Located on Vienna’s Stubenring, the MAK occupies a significant position in the city’s design history. Its building, completed in 1871 by Heinrich von Ferstel, was the first museum on Vienna’s Ringstraße. This architectural setting gives the museum a distinctive character: historic arcades, ornamented interiors and grand display spaces frame collections that range from medieval decorative arts to contemporary design, digital culture and experimental exhibition practice.
Unlike museums that separate fine art from functional objects, the MAK treats furniture, textiles, glass, ceramics, metalwork, posters, architecture and digital media as connected fields of cultural production. Its collections and exhibitions show how applied arts mediate between handcraft, industry, technology, commerce and domestic life. For anyone interested in design history, the MAK offers a powerful model of how objects can explain social change.
Historical Perspective: The Evolution of the MAK Museum of Applied Arts
The MAK was founded in 1863 by Rudolf von Eitelberger, the first professor of art history in Vienna. Its original purpose reflected the reformist ambitions of the nineteenth-century applied arts movement. Museums of art and industry were established across Europe to improve design standards, educate makers and provide models for manufacturers.
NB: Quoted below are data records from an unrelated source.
PR #211, opened 2017-09-10
Revert CUDA enable flag name

mattdawkins:
fletch_BUILD_WITH_CUDA was changed to fletch_ENABLE_CUDA, but it wasn't changed for all projects (e.g. CAFFE) so there's a bug in master since some things were using 1 flag but not the other.

I prefer BUILD_WITH_CUDA as opposed to ENABLE_CUDA because unlike all of the other packages, CUDA is not being built by fletch, just linked against, and the ENABLE_* would make it seems like it was building it like everything else.

### DIFF
--- a/CMake/External_Darknet.cmake
+++ b/CMake/External_Darknet.cmake
@@ -18,13 +18,13 @@ else()
   set(DARKNET_OPENCV_ARGS -DUSE_OPENCV:BOOL=OFF)
 endif()
 
-if(fletch_ENABLE_CUDA)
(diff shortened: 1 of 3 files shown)


mattdawkins:
@aaron-bray thoughts?

abray3:
Yeah, that makes sense to me

dstoup:
Jenkins test this please

dstoup:
Makes sense to me too, thanks for the patch!

PR #216, opened 2017-09-15
Account for change in MSVC_VER for patched vs2017

dstoup:


dstoup:
Linux test is not relevant in this case. Merging since it fixes a bug.

PR #217, opened 2017-09-15
Fix OpenCV Python with Win32 Debug builds

mleotta:
This fix works and is probably good enough for us.  A slightly better approach would be to use CMake to detect if the Python Debug libraries are found and only employ this hack if they are not.  I may try that approach in the future and push it upstream to OpenCV.

### DIFF
--- a/Doc/release-notes/release.txt
+++ b/Doc/release-notes/release.txt
@@ -32,6 +32,10 @@ OpenCV 3.1
    in Fletch and was accepted upstream in OpenCV 3.2.  Details here:
    https://github.com/opencv/opencv/pull/6006
 
+ * Patched OpenCV 3.1 to fix Debug builds on Windows when Python is enabled.
+   The issue was failure to link to python27_d.lib, which is not distributed
+   with Python installers.
+
 PNG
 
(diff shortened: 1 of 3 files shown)


dstoup:
Do we need to patch this for other versions of OpenCV?

mleotta:
Possibly, but I don't have time to test that.

mleotta:
A side note on this PR:  Once this lands in `release`, we need to be careful about merging `release` into `master`.  The new `cv2.cpp` added here in `Patches\OpenCV3\` needs to move to `Patches\OpenCV\3.1.0\` on `master`.  By default this will file will merge without conflict and not properly relocate causing `master` to break.  The file needs to be manually moved when merged into `master`.

dstoup:
Sounds good. I can try picking at the others as the problem arises. At least we have the template for the fix.

mleotta:
@dstoup This branch was to fix Windows builds and it works on all my Windows configurations.  The Jenkins failure appears to be due to that Qt issue you had after upgrading the compiler.  Has that been fixed?  Can we just merge this PR?  Do you want to re-test, and if so, do I need to rebase to get your fix for Qt?

dstoup:
The Qt PR merged. I don't think we will need a rebase. I would say, go
ahead and merge. If you can't, I will when I get to the hotel.

PR #220, opened 2017-09-21
Patched OpenCV version 3.1.0 to work with MSCV 1911 and darknet

Erotemic:
This patch was developed by @aaron-bray. I separated it into a standalone PR.


Erotemic:
Closed in favor of #221

PR #224, opened 2017-09-22
Provide an explicit download name for all packages without one.

dstoup:
For many packages, the default download package is just a version number which makes it difficult to know which downloaded file goes with which package.


dstoup:
Jenkins test this please

PR #225, opened 2017-09-25
Hide Protobuf /FFmpeg select version when disabled

Erotemic:
@dstoup with respect to your comments from #222, after I updated to the most recent master I noticed that the Protobuf_SELECT_VERSION and FFmpeg_SELECT_VERSION options were visible even if their corresponding enable flag was false. This change fixes that so they only become visible once they are enabled. (The reason I didn't notice this with FFmpeg before was because its select version is an advanced option).


dstoup:
Jenkins test this please

dstoup:
Jenkins test this please

PR #230, opened 2017-09-27
Update fletch config with CUDA and CUDNN locations (if enabled)

aaron-bray:
Also added a new zip for Darknet to girder


dstoup:
Jenkins test this please

PR #231, opened 2017-09-28
logic to append all _SELECT_VERSION vars to the config

Erotemic:
This ensures that the selected version information for enabled packages is propagated to the fletchConfig.cmake file. 

I'm not sure if its more desirable to do it implicitly like this, or explicitly in the External_*.cmake packages. However, the "_SELECT_VERSION" variable is often used to set the value of a normal "<pkg>_version" variable, which is used in those scripts. Perhaps the two should be consolidated? If not, then I think the implicit version is correct, because we are assuming that all user options regarding version will have the "_SELECT_VERSION" suffix.


dstoup:
Jenkins test this please

dstoup:
Jenkins test this please

dstoup:
Looks reasonable. Waiting for dashboards to finish, then will merge.

PR #234, opened 2017-10-04
Cuda support

aaron-bray:
Use the cuda FindCUDA finds
Allow user to change it
Made sure kwiver uses the same CUDA if changed


dstoup:
Jenkins test this please

PR #239, opened 2017-10-06
Fix for Ceres and Caffe to share the fletch glog and gflags

aaron-bray:
Also a small fix to give Ceres a hint to find eigen

Note I converted tabs to spaces in the WindowsDownloadPrebuiltDependencies.cmake
The actual needed change was ~line 80
PATTERN "glog*" EXCLUDE
PATTERN "gflag*" EXCLUDE

I had to patch FindGlog because the find_package(glog) would find the glog-config.cmake but for whatever reason, it would NOT find the glog library. So I did this patch.
The find_package(gflags) in FindGflags.cmake uses gflags-config.cmake and finds the gflags lib, 
but glog.lib isnot found when find_package(glog) uses the glog-config.cmake

### DIFF
--- a/CMake/External_Caffe.cmake
+++ b/CMake/External_Caffe.cmake
@@ -47,8 +47,6 @@ endfunction()
 
 # Check for dependencies.
 if(NOT WIN32) # Win32 build takes care of most dependencies automatically
-  addCaffeDendency(GFlags "")
-  addCaffeDendency(GLog "")
   addCaffeDendency(LevelDB "")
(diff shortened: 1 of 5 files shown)


dstoup:
Jenkins test this please

aaron-bray:
If we merge this in, does kwiver automatically use this in it's nightly build?

hughed2:
Yes, once the fletch nightly runs and succeeds. The only time we would need to worry about nightly build updating is if there's a config change.

PR #243, opened 2017-10-10
Also trigger on caffe auto dep option

mattdawkins:


dstoup:
Jenkins test this please

PR #248, opened 2017-10-13
Caffe segnet

aaron-bray:
I added a zip for this repository to girder : https://github.com/TimoSaemann/caffe-segnet-cudnn5
(Note that maybe out of date due to : https://github.com/TimoSaemann/ENet)

Anyway
What cool in this PR, is the patch, while all the caffe cmake files, allows you to uniquely identify your caffe fork when you do an external_project_add, provide a fork name (ex. -DCAFFE_FORK_SUFFIX:STRING=Segnet)
And the cmake patch files will post fix this to all the targets, configurations, install directories, etc. that it creates.
For this Segnet fork of caffe, it will create/install to the following:
fletch/install/headers/caffe_segnet
libraries and example binaries named : caffe_segnet
the cmake configuration name is updated to Caffe_SegnetConfig.cmake

Of course this will not work if the CMake files are changed, but these cmake files glob up source and headers, so I do not think they are likely to change frequently, and between forks. But we can patch if they do. 

I think we can use these cmake files in our kwiver/caffe fork and name it something like caffe_kw, so if somebody wants to use a different caffe fork, they don't have to name change theirs, theirs would make a regular default named 'caffe' binary, library, header, configuration in fletch.

Food for thought.

### DIFF
--- a/CMake/External_Caffe_Segnet.cmake
+++ b/CMake/External_Caffe_Segnet.cmake
@@ -1,0 +1,350 @@
+set(allOk True)
+set(errorMessage)
+
+option(AUTO_ENABLE_CAFFE_SEGNET_DEPENDENCY "Automatically turn on all caffe segnet dependencies if caffe segnet is enabled" OFF)
+if(fletch_ENABLE_Caffe_Segnet AND AUTO_ENABLE_CAFFE_SEGNET_DEPENDENCY)
+  #Snappy is needed by LevelDB and ZLib is needed by HDF5
+  if(WIN32)
+    set(dependency Boost ZLib OpenCV HDF5)
+  else()
+    set(dependency Boost GFlags GLog ZLib HDF5 Snappy LevelDB LMDB OpenCV Protobuf)
+  endif()
+
+  if(NOT APPLE AND NOT WIN32)
+    list(APPEND dependency OpenBLAS)
+  endif()
+
+  set(OneWasOff FALSE)
+
+  foreach (_var IN LISTS dependency)
+    get_property(currentHelpString CACHE "fletch_ENABLE_${_var}" PROPERTY HELPSTRING)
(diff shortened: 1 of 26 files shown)


dstoup:
Jenkins test this please

aaron-bray:
Windows is now safe guarded.
Caffe-Segnet does not build on windows yet.
We will probably need to make a fork in gitlab/kwiver and do the same changes we did on gitlab/kwiver/caffe to get it to build on windows

dstoup:
Jenkins test this please

CMake/External_Caffe_Segnet.cmake
```diff
@@ -0,0 +1,356 @@
...
+    PACKAGE Caffe_Segnet
+    PACKAGE_DEPENDENCY ${depend}
+    PACKAGE_DEPENDENCY_ALIAS ${depend}
+    )
+endfunction()
+
+# Check for dependencies.
+if(NOT WIN32) # Win32 build takes care of most dependencies automatically
+  addCaffeSegnetDendency(GFlags "")
+  addCaffeSegnetDendency(GLog "")
```
dstoup: Both GLog and GTest are available on Window now and included in Caffe Windows.

aaron-bray:
Here is the diff with the original files
Good point on putting the original files in, then applying the changes
(take off the .log extension if you have a nice diff viewer)

[Caffe-Segnet.diff.log](https://github.com/Kitware/fletch/files/1388033/Caffe-Segnet.diff.log)

CMake/External_Caffe_Segnet.cmake
aaron-bray: Ok, but FYI
We still need to go through the actual code base and make it windows compatible much like the kwiver gitlab caffe version we have.

dstoup:
Jenkins test this please

PR #133, opened 2022-09-23
Add download commands for mac and linux

cagiti:
## Type of change
docs

### What should this PR do?
Adds chainctl binary retrieval commands to the guide

Missing information

Readers can download the chainctl binary from commands specified in the guide.

Use the commands added to retrieve the chainctl binary for each platform type

image


ltagliaferri:
Thank you for the PR, the `curl` line was deleted in error. Please file an issue if you notice something awry in the future, thanks!

ltagliaferri:
Fixed with #136

PR #136, opened 2022-09-23
Reinstate curl

ltagliaferri:
Add `curl` command back in that was deleted in error


cagiti:
@ltagliaferri: How come you don't sign your commits?

PR #150, opened 2022-10-12
Add terminal back to melange getting started guide

jamonation:
## Type of change
Bug/Documentation

### What should this PR do?
This PR adds the interactive terminal back to the Getting Started with Melange tutorial.

With the 0.2.2 release of [minicli/curly](https://github.com/minicli/curly/releases/tag/0.2.2) the `hello-minicli:test` image at the end of the tutorial now runs as expected.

In Vienna, this mission connected closely with the city’s expanding craft industries, architectural development and imperial cultural ambitions.
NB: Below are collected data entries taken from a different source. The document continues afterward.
PR #152, opened 2022-10-13
Fixing Netlify Deploy Preview

erikaheidi:
### What should this PR do?
This PR sets additional parameters to the Netlify configuration file to fix the deploy preview. It was not necessary to change the configuration of the website.

We should check the Netlify preview to see if it was fixed, and make sure the production site keeps working as expected once changes are incorporated.

### DIFF
--- a/config/_default/config.toml
+++ b/config/_default/config.toml
@@ -1,4 +1,4 @@
-baseUrl = ""
+baseUrl = "https://edu.chainguard.dev/"
 canonifyURLs = false
 disableAliases = true
 disableHugoGeneratorInject = true
--- a/config/_default/config.toml
+++ b/config/_default/config.toml
@@ -1,4 +1,4 @@
-baseurl = "https://edu.chainguard.dev/"
+baseUrl = ""
 canonifyURLs = false
 disableAliases = true
 disableHugoGeneratorInject = true
--- a/config/_default/config.toml
+++ b/config/_default/config.toml
@@ -1,4 +1,4 @@
-baseUrl = "https://edu.chainguard.dev/"
+baseURL = "https://edu.chainguard.dev/"
 canonifyURLs = false
 disableAliases = true
 disableHugoGeneratorInject = true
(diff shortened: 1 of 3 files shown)


netlify.toml
```diff
@@ -6,13 +21,13 @@
     X-Content-Type-Options = "nosniff"
     Content-Security-Policy = '''
        default-src 'self';
-       frame-src 'self' https://player.vimeo.com https://www.youtube.com www.youtube-nocookie.com https://platform.twitter.com https://syndication.twitter.com https://visualization-ui.chainguard.app;
-       style-src 'self' 'unsafe-inline' cdn.jsdelivr.net https://fonts.googleapis.com *.netlify.app;
+       frame-src 'self' *.chainguard.dev https://player.vimeo.com https://www.youtube.com www.youtube-nocookie.com https://platform.twitter.com https://syndication.twitter.com https://visualization-ui.chainguard.app;
```
ltagliaferri, line 24: Can we replace wildcard `*` with `edu` throughout?

config/_default/config.toml
```diff
@@ -1,4 +1,4 @@
-baseurl = "https://edu.chainguard.dev/"
+baseUrl = "https://edu.chainguard.dev/"
```
ltagliaferri, line 1:
```suggestion
baseURL = "https://edu.chainguard.dev/"
```

On Hugo config I am seeing this

config/_default/config.toml
```diff
@@ -1,4 +1,4 @@
...
 canonifyURLs = false
```
ltagliaferri, line 2: I am working on analytics related to canonifying URLs, but we may want to revisit documentation here

https://gohugo.io/content-management/urls/#canonicalization

erikaheidi: yeah I thought this should be set to true only for production, however I saw this on the docs: `In the May 2014 release of Hugo v0.11, the default value of canonifyURLs was switched from true to false, which we think is the better default and should continue to be the case going forward`

so I don't know anymore. In any case if we decide to change it I think it should go on the config/production folder

jamonation (approved):
Looks good to me on the preview site, all the assets load now right from netlify.

ltagliaferri (approved):

PR #175, opened 2022-11-04
add documentation for additional Chainguard Enforce Agent install methods

joshrwolf:
### What should this PR do?

Adds documentation for new declarative install features in Enforce Agent.

Address users who wish to install Enforce Agent without `chainctl`.

### DIFF
--- a/content/chainguard/chainguard-enforce/chainguard-enforce-kubernetes/alternative-installation-methods.md
+++ b/content/chainguard/chainguard-enforce/chainguard-enforce-kubernetes/alternative-installation-methods.md
@@ -1,0 +1,192 @@
+---
+title: "Alternative Enforce Agent Installation Methods"
+type: "article"
+lead: ""
+description: "Alternative installation methods and instructions."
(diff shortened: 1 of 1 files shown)


ltagliaferri (commented):
Thank you @joshrwolf — would you be opposed to the team breaking this down into two separate docs (one each for installing with raw YAML and one for installing with Helm), and I think we can also pull out the installation with chainctl as well to be a separate doc for onboarding. We can then link these resources as alternatives within the onboarding guide.

My thinking here is that a user will be looking to install Enforce with a particular approach and will use search to find that approach, and that will keep each of the guides short and easier to parse. We can also have a paragraph at the top explaining that they have a choice of methods with links out.

joshrwolf:
I don't feel strongly either way so I defer to the experts 😅 let me know how I can help!

ltagliaferri (approved):
Thank you @joshrwolf , I'll merge in and we'll make updates from there. This is great!

Issue #178, opened 2022-11-08
Add Enforce OpenAPI Specification to site


jamonation:
There's already an `openapi` shortcode in the template for the site, so this issue is hopefully just a matter of putting an `index.md` file in place and pointing it to the Enforce OpenAPI `api.json` file.

PR #179, opened 2022-11-08
Add Enforce OpenAPI Specification to the site (#178)

jamonation:
## Type of change
Documentation

### What should this PR do?
Add Enforce OpenAPI Specification to the site based on #178 

Preview should show the alpha version of the OpenAPI spec under the path `/chainguard/chainguard-enforce/enforce-api/`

From the beginning, the museum was more than a repository of beautiful objects. It functioned as an educational institution and a reference library for design. Its collections helped artists, students and manufacturers study historical forms, materials and techniques. This mission placed the museum within a wider international network of applied arts reform that also included institutions such as the Victoria and Albert Museum in London.
Over time, the MAK expanded beyond its nineteenth-century foundation. Its holdings now include European and international decorative arts, textiles, furniture, glass, ceramics, metalwork, posters, ornamental prints, East Asian art, Wiener Werkstätte material and major twentieth-century design collections. This breadth allows the museum to connect historical craftsmanship with modernism, industrial design and contemporary practice.
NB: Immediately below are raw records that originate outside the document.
PR #182, opened 2022-11-14
Adding global CSP rules

erikaheidi:
### What should this PR do?
This PR adds CSP rules to protect against XSS attacks.

We had a report from a user that the search box would allow for inline script execution.

Type the following in the search box and you should see a prompt/dialog come up in the current site, while with the changes (check preview site) the inline script execution is blocked by the browser.

```
"><img src=x onerror=prompt(document.domain);>
```

### DIFF
--- a/layouts/partials/head/script-header.html
+++ b/layouts/partials/head/script-header.html
@@ -1,3 +1,16 @@
+<meta http-equiv="Content-Security-Policy"
+      content="
+       default-src 'self';
+       frame-src 'self' edu.chainguard.dev https://player.vimeo.com https://www.youtube.com https://www.youtube-nocookie.com https://platform.twitter.com https://syndication.twitter.com https://visualization-ui.chainguard.app;
+       style-src 'self' edu.chainguard.dev 'unsafe-inline' cdn.jsdelivr.net https://fonts.googleapis.com;
+       form-action 'self';
+       font-src 'self' edu.chainguard.dev https://fonts.googleapis.com https://fonts.gstatic.com https://cdn.jsdelivr.net;
+       script-src 'self' edu.chainguard.dev *.googleapis.com cdn.jsdelivr.net *.googletagmanager.com 'sha256-vOgyKS2vkH4n5TxBJpeh9SgzrE6LVGsAeOAvEST6oCc=';
+       connect-src 'self' edu.google-analytics.com;
+       img-src 'self' edu.chainguard.dev;
+       base-uri 'self';
+     ">
+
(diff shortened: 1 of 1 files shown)


layouts/partials/head/script-header.html
```diff
@@ -1,3 +1,16 @@
+<meta http-equiv="Content-Security-Policy"
+      content="
+       default-src 'self';
+       frame-src 'self' edu.chainguard.dev https://player.vimeo.com https://www.youtube.com https://www.youtube-nocookie.com https://platform.twitter.com https://syndication.twitter.com https://visualization-ui.chainguard.app;
+       style-src 'self' edu.chainguard.dev 'unsafe-inline' cdn.jsdelivr.net https://fonts.googleapis.com;
+       form-action 'self';
+       font-src 'self' edu.chainguard.dev https://fonts.googleapis.com https://fonts.gstatic.com https://cdn.jsdelivr.net;
+       script-src 'self' edu.chainguard.dev *.googleapis.com cdn.jsdelivr.net *.googletagmanager.com 'sha256-vOgyKS2vkH4n5TxBJpeh9SgzrE6LVGsAeOAvEST6oCc=';
```
jamonation, line 8: Curious what this `sha256-vOgyKS2vkH4n5TxBJpeh9SgzrE6LVGsAeOAvEST6oCc=` is - does it need to be changed on any deploy where the JS files change, or is it that CSP nonce thing?

jamonation (commented):
Something is generating some inline `data:image/svg+xml` element in the site.

I spotted this in Firefox's console with the new policies in place:

```
Content Security Policy: The page’s settings blocked the loading of a resource at data:image/svg+xml,%3csvg xmlns='http://… (“img-src”).
```

But I can't figure out what is making those images. Is there a CSP policy to allow those somehow?

layouts/partials/head/script-header.html
```diff
@@ -1,3 +1,16 @@
...
+       connect-src 'self' edu.google-analytics.com;
+       img-src 'self' edu.chainguard.dev;
```
jamonation, line 10: Adding `data:` at the end of the `img-src` line seems to resolve the `data:image/svg...` error on the console.

ltagliaferri: Can you check this out and push that into the PR @jamonation ?

jamonation: Sure, I've added and pushed to the PR branch @ltagliaferri

ltagliaferri (approved):

PR #183, opened 2022-11-14
Update frame-src CSP to allow terminal.inky.wtf

jamonation:
This PR adds `https://terminal.inky.wtf` to the `frame-src` portion of the Content Security Policy.


ltagliaferri (approved):
looks good, thank you

PR #185, opened 2022-11-16
Add unpkg.com to style-src and script-src CSPs

jamonation:
The [OpenAPI page](https://edu.chainguard.dev/chainguard/chainguard-enforce/chainguard-enforce-kubernetes/api/) doesn't load because it calls JS/CSS from unpkg.com. This PR adds them, along with what I think is the SHA hash of the generated inline javascript for the page.


jamonation:
Checks all passed, going to merge this to get the page fixed.

Issue #163, opened 2022-10-17
Migrate site deployment from from Google App Engine to Cloud Run


jamonation:
Deploying the site with App Engine is a bit lacking in terms of control over included files and runtime environment. Migrating the site to Cloud Run will enable running in a signed nginx container like [cgr.dev/chainguard/nginx:latest](https://github.com/chainguard-images/nginx).

Using nginx will enable things like path based authentication, manipulation of HTTP headers, and even proxying to other services if we ever need that functionality.

There is a [Cloud Run GitHub Action](https://github.com/marketplace/actions/deploy-to-cloud-run) that supports workload identity federation, so the final deploy pipeline should be pretty similar to what we're currently using.

This isn't a priority, but is definitely a nice to have improvement.

PR #191, opened 2022-11-21
Create cloud-run.yaml

jamonation:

Collection Highlights: Applied Arts, Design and Material Culture
The MAK Collection is organised around the material and cultural history of design. It includes furniture, glass, china, silver, textiles and other objects from the Middle Ages to the present. These categories are essential to understanding applied arts because they reveal how design operates through use, ritual, technology and domestic display.

The museum is especially important for the study of Viennese modernism. Its holdings include major material connected with the Vienna Secession, the Gesamtkunstwerk ideal and the Wiener Werkstätte. These movements transformed European design by rejecting historical imitation and promoting a closer relationship between architecture, interiors, furniture, graphics, textiles and metalwork.
For visitors interested in modern design, the MAK is also valuable because it places iconic objects within longer histories of material use. A chair, textile, poster or vessel is not treated simply as an isolated masterpiece. Instead, it can be understood as part of a network of production, education, commerce, taste and social change. This makes the museum particularly useful for students of decorative arts and design history.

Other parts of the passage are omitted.